Sebahat Tuncel wegen Präsidentenbeleidigung angeklagt

Die kurdische Politikerin Sebahat Tuncel ist in der Türkei wegen Präsidentenbeleidigung angeklagt worden. Sie soll Tayyip Erdogan vor vier Jahren als „Frauen- und Kurdenfeind“ bezeichnet haben.

Die Oberstaatsanwaltschaft Diyarbakir (kurd. Amed) klagt die seit knapp vier Jahren inhaftierte kurdische Politikerin Sebahat Tuncel wegen Präsidentenbeleidigung an. Laut Anklageschrift soll Tuncel im Oktober 2016 – kurz vor ihrer eigenen Verhaftung – auf einer Protestaktion gegen die Festnahme der damaligen Ko-Bürgermeister*innen von Amed, Gültan Kişanak und Firat Anli, den Präsidenten der Republik Türkei als „Frauen- und Kurdenfeind“ bezeichnet haben. Diese Aussage wird von der Staatsanwaltschaft als Beleidigung gewertet und soll mit einer Freiheitsstrafe zwischen einem und vier Jahren geahndet werden.

Sebahat Tuncel erklärte dazu, dass mit der juristischen Verfolgung einer derartigen Aussage die Meinungs-, Ausdrucks- und Politikfreiheit beschnitten wird.

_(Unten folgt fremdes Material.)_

PR #2146, opened 2025-03-12
fix(autofix): Stronger autocorrect for repo names

roaga:
If there is only one available repo, we autocorrect to that. Should alleviate some of our parsing errors in the coding step.

Also add some more errors to retry on in the LLM client.

### DIFF
--- a/src/seer/automation/agent/client.py
+++ b/src/seer/automation/agent/client.py
@@ -455,6 +455,7 @@ class AnthropicProvider:
         retryable_errors = (
             "overloaded_error",
             "Internal server error",
+            "not_found_error",
         )
         return (
             isinstance(exception, anthropic.AnthropicError)
@@ -839,6 +840,7 @@ class GeminiProvider:
             # https://sentry.sentry.io/issues/6301072208
             "TLS/SSL connection has been closed",
             "Max retries exceeded with url",
+            "Internal error",
         )
         return (
             isinstance(exception, ClientError)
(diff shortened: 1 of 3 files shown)


src/seer/automation/agent/client.py
```diff
@@ -455,6 +455,7 @@ def is_completion_exception_retryable(exception: Exception) -> bool:
         retryable_errors = (
             "overloaded_error",
             "Internal server error",
+            "not_found_error",
```
jennmueng, line 458: can you shoot me the Sentry issue this one is for?

src/seer/automation/autofix/autofix_context.py
```diff
@@ -131,6 +131,8 @@ def get_repo_client(
 
     def autocorrect_repo_name(self, repo_name: str) -> str | None:
         repo_names = [repo.full_name for repo in self.repos]
+        if len(repo_names) == 1:
+            return repo_names[0]
```
jennmueng, line 135: Hmm, would this be an issue for a case such as when the LLM is actually searching for the `getsentry` repo when we only have the `sentry` repo, should the correct feedback loop for the LLM be to just error and say we don't have access to it rather than autocorrecting to `sentry`?

src/seer/automation/agent/client.py
roaga: https://sentry.sentry.io/issues/6369703164

src/seer/automation/autofix/autofix_context.py
roaga: Fair point, changed my approach. Trying to fix https://sentry.sentry.io/issues/6363508439

src/seer/automation/agent/client.py
jennmueng: bruh what kind of error is that lmfao but ok

jennmueng (approved):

Sie selbst könne keinen Straftatbestand in ihrer damaligen Erklärung erkennen.

Präsidentenbeleidigung ist ein gängiger Vorwurf in der Türkei. Die jüngsten prominenten Beispiel für Anklagen nach dem Paragrafen sind der Welt-Journalist Deniz Yücel, der Kölner Turgut Öker und die Istanbuler CHP-Vorsitzende Canan Kaftancıoğlu.

Wer ist Sebahat Tuncel?

Die Politikerin, Feministin und ehemalige Krankenschwester Sebahat Tuncel wurde im Jahr 2006 aufgrund des Verdachts der PKK-Mitgliedschaft angeklagt und inhaftiert. Ein Jahr zuvor gründete sie mit anderen kurdischen Politikerinnen und Politikern die Partei der demokratischen Gesellschaft (Demokratik Toplum Partisi, DTP), die sich für die nationale Anerkennung der Kurden und eine friedliche Lösung der kurdischen Frage einsetzte. Die Partei wurde am 11. Dezember 2009 durch Entscheid des Verfassungsgerichts verboten.

Für die Parlamentswahlen 2007 kandidierte die 44-Jährige als unabhängige Kandidatin für die Provinz Istanbul und gewann mit 93.000 Stimmen im dritten Wahlbezirk. Daraufhin wurde sie am 25. Juli 2007 aus der Haft entlassen. Tuncel ist damit die erste Abgeordnete, die aus dem Gefängnis heraus eine Wahl gewann.

Nach dem Verbot der DTP trat Tuncel der Partei des Friedens und der Demokratie (Barış ve Demokrasi Partisi, BDP) bei. Für die Parlamentswahlen im Juni 2011 stellte sie sich als unabhängige Kandidatin wieder für Istanbul auf und wurde wiedergewählt. 2014 wurde die BDP auf dem dritten Parteikongress umbenannt. So entstand die heutige Partei der demokratischen Regionen (Demokratik Bölgeler Partisi, DBP), deren Ko-Vorsitzende Sebahat Tuncel war. Anders als zuvor die BDP konzentriert sich die DBP auf ein Engagement auf lokaler Ebene. Die Teilnahme an nationalen Parlamentswahlen übernimmt als Schwesterpartei die HDP. Das erklärte Ziel der DBP ist die Vertretung der Interessen der kurdischen Bevölkerung und eine Dezentralisierung der Türkei.

Sebahat Tuncel wurde im Herbst 2016 erneut verhaftet und im Februar 2019 gemeinsam mit Gültan Kişanak wegen Terrorismusvorwürfen zu 15 Jahren Freiheitsstrafe verurteilt. Das Revisionsgericht hat das Urteil wegen Formfehlern aufgehoben. Seit Mitte Januar läuft das wieder aufgerollte Verfahren in Meletî (Malatya).